**WHAT IS BEING ASKED**
Copy every entry below, exactly and in full.

**DATA EXTRACTS**

[Start of section]

PR #221, opened 2025-07-21
Add security consideration section

mickenordin:
This is required in an IETF standard, we should do a lot more work on it though.

### DIFF
--- a/IETF-RFC.md
+++ b/IETF-RFC.md
@@ -904,8 +904,8 @@ implement measures for auditing and adding only trusted servers into the
 discovery service.
 
 ### httpsig
-Using signed messages to verify that an OCM server is the server you
-think it is, is realy best practice, and should be done unless you have
+It is recommended to use signed messages to verify that an OCM server
+is the server you expect it to be, and should be done unless you have
 a niche use case. 
 
 ## Legacy shared secrets
--- a/IETF-RFC.md
+++ b/IETF-RFC.md
@@ -886,6 +886,33 @@ knowing if the Sending Party understood and processed the reshare request or not
 # IANA Considerations
 This document has no IANA actions.
 
+# Security Considerations
+## Trust
+There are several areas that is not covered by this specification. Most
+importantly we do not provide a way of establishing trust between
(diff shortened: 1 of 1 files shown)


IETF-RFC.md
```diff
@@ -886,6 +886,33 @@ knowing if the Sending Party understood and processed the reshare request or not
 # IANA Considerations
 This document has no IANA actions.
 
+# Security Considerations
+## Trust
+There are several areas that is not covered by this specification. Most
```
```suggestion
There are several areas that are not covered by this specification. Most
```

IETF-RFC.md
```diff
@@ -886,6 +886,33 @@ knowing if the Sending Party understood and processed the reshare request or not
...
+importantly we do not provide a way of establishing trust between
+servers, even though some features of the protocol rely on trust, such
+as the mfa-enforced criteria.
```
```suggestion
as the `mfa-enforced` requirement.
```

IETF-RFC.md
```diff
@@ -886,6 +886,33 @@ knowing if the Sending Party understood and processed the reshare request or not
...
+know and have out of band connections with other users on an OCM server.
+
+Further more the Directory Service feature can be used to establish a
+trusted federation, where a central authority can be trusted to
+implement measures for auditing and adding only trusted servers into the
+discovery service.
+
+### httpsig
+Using signed messages to verify that an OCM server is the server you
+think it is, is realy best practice, and should be done unless you have
```
```suggestion
It is recommended to use signed messages to verify that an OCM server
is the server you expect it to be, and should be done unless you have
```

IETF-RFC.md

[End of section]

**RESULT OF THIS TASK**
PR #221, opened 2025-07-21
Add security consideration section

mickenordin:
This is required in an IETF standard, we should do a lot more work on it though.

### DIFF
--- a/IETF-RFC.md
+++ b/IETF-RFC.md
@@ -904,8 +904,8 @@ implement measures for auditing and adding only trusted servers into the
 discovery service.
 
 ### httpsig
-Using signed messages to verify that an OCM server is the server you
-think it is, is realy best practice, and should be done unless you have
+It is recommended to use signed messages to verify that an OCM server
+is the server you expect it to be, and should be done unless you have
 a niche use case. 
 
 ## Legacy shared secrets
--- a/IETF-RFC.md
+++ b/IETF-RFC.md
@@ -886,6 +886,33 @@ knowing if the Sending Party understood and processed the reshare request or not
 # IANA Considerations
 This document has no IANA actions.
 
+# Security Considerations
+## Trust
+There are several areas that is not covered by this specification. Most
+importantly we do not provide a way of establishing trust between
(diff shortened: 1 of 1 files shown)


IETF-RFC.md
```diff
@@ -886,6 +886,33 @@ knowing if the Sending Party understood and processed the reshare request or not
 # IANA Considerations
 This document has no IANA actions.
 
+# Security Considerations
+## Trust
+There are several areas that is not covered by this specification. Most
```
```suggestion
There are several areas that are not covered by this specification. Most
```

IETF-RFC.md
```diff
@@ -886,6 +886,33 @@ knowing if the Sending Party understood and processed the reshare request or not
...
+importantly we do not provide a way of establishing trust between
+servers, even though some features of the protocol rely on trust, such
+as the mfa-enforced criteria.
```
```suggestion
as the `mfa-enforced` requirement.
```

IETF-RFC.md
```diff
@@ -886,6 +886,33 @@ knowing if the Sending Party understood and processed the reshare request or not
...
+know and have out of band connections with other users on an OCM server.
+
+Further more the Directory Service feature can be used to establish a
+trusted federation, where a central authority can be trusted to
+implement measures for auditing and adding only trusted servers into the
+discovery service.
+
+### httpsig
+Using signed messages to verify that an OCM server is the server you
+think it is, is realy best practice, and should be done unless you have
```
```suggestion
It is recommended to use signed messages to verify that an OCM server
is the server you expect it to be, and should be done unless you have
```

IETF-RFC.md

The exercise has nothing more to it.